Perhaps unsurprisingly, last week, during a classroom discussion centered on Shute’s novel, the following question slowly hoved into view: Would you want to know the time and manner of your death? We live our lives with the knowledge of our certain death; would we want to further refine it in this fashion? Why or why not?  (We could also induce another twist by asking whether, if possessed of this knowledge with regards to someone else, we should tell them about it, without withholding any details. A variant of this situation occurs quite often, I think, in some medical contexts involving terminally ill patients and their doctors. Other twists include the knowledge of the details of, not our deaths, but those of loved ones.)

The answers to this cluster of questions are likely to be quite revealing. Knowledge of the time and manner of death may permit a settling of affairs, a more directed planning of one’s activities, a more systematic prioritization of one’s objectives; it may induce an urgency into our lives that some may find currently lacking. It may have a calming effect on some, But it may also induce paralyzing anxiety for some; the fear of the manner of death–perhaps gruesome dismemberment for some, or brutal murder for others–may have such an effect.

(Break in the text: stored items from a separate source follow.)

PR #1556, opened 2024-10-16
Prepare for libxml2 depending on bcrypt, use pkg-config.

kalibera:
Some upcoming version of Rtools will ship with libxml2 which will depend on bcrypt. This patch updates linking on Windows for that. Also, the patch conditionally uses pkg-config (when available, which it is in current version of Rtools) to establish the dependencies so that such upgrades in the future should not require changes in the package.


krlmlr:
Thanks!

PR #1559, opened 2024-10-21
chore: update arpack to arpack-ng 3.9.1

szhorvat:
@krlmlr You asked to update ARPACK to the latest ARPACK-NG. This PR attempts to do that. It was quite painful: first we need to rename functions to have an igraph prefix, and avoid conflicts. This can be done automatically. But then the line lengths exceed 72 characters, which is the maximum for fixed-form Fortran, and we need to manually reformat them, with the appropriate continuation character. I hope I didn't mess this up.

The changes to snapshots are fine. But there's a failure with spectral clustering, and it's unclear to me whether that's a real failure or not. I'll have another look at this when teaching is over (mid-November).


szhorvat:
@krlmlr I am quite certain that this is _better_ than the old version, despite the test failures. That said, the tests need to be dealt with carefully before going ahead, and I won't have time for this before 2.2.0. 

However, running revdepchecks for this would be quite useful, to test if anything in the real world was actually broken by this change. I'm not sure if that's possible before fixing _our_ tests @krlmlr .

krlmlr:
Running revdepchecks now.

krlmlr:
The results don't look terrible, comparing with the main branch now.

schochastics:
> Are you okay with merging this, assuming we can fix the tests?

Just checked locally. The error occurs at random. Need to have a closer look, but I think it should be fine to merge?

schochastics:
I can give it a try

schochastics:
@szhorvat [errr.csv](https://github.com/user-attachments/files/21962392/errr.csv)

for reference (and if we need more):

```r
gList <- list()
k <- 0
for (i in 1:5000) {
  g_rand <- sample_gnm(sample(20:40,1), sample(10:40, 1))
  lec <- tryCatch(cluster_leading_eigen(g_rand), error = function(e) NULL)
  if(is.null(lec)){
    k <- k+1
    gList[[k]] <- g_rand
  }
}
el <- lapply(gList, as_edgelist)

outfile <- "errr.csv"

con <- file(outfile, open = "wt")

for (i in seq_along(el)) {
  write.table(
    el[[i]],
    file = con,
    sep = ",",
    row.names = FALSE,
    col.names = FALSE
  )

  # Add a blank line between entries (except after last one)
  if (i < length(el)) {
    writeLines("", con)
  }
}

close(con)

```

szhorvat:
Thanks @schochastics, I am able to repro the issues with `cluster_leading_eigen()` within the C core. This also gives me confidence that this PR is fine.

Do you thin you could look at a _different_ issue in #2092 and give me examples there as well?

schochastics:
oh boy, this looks wild. but I THINK it should be correct now (waiting for checks) but needs to be reviewed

Why is the raising and answering of this question a philosophical exercise? Perhaps because these answers reveal valuations crucial to the chosen path of conduct in our lives–and what could be more fundamental a philosophical question than ‘What is the good life?’ Perhaps because in answering a question about whether some item of knowledge is desirable or not, we may possibly articulate limits on what should be known by us–a puzzle that, in the past, often confronted those who worked on thermonuclear weapons, or as in these days, those who work on cloning technologies. Answering this question could be an introspective and retrospective exercise, forcing not just a look inwards at our beliefs and desires, but also a look backwards at the lives we have lived thus far, an act likely to be imbued with an ethical and moral assessment. Such an examination of our beliefs and our plans for our lives, and the manner in which we would choose to live them, seems a fairly fundamental philosophical activity, perhaps even of the kind that Socrates was always urging on us.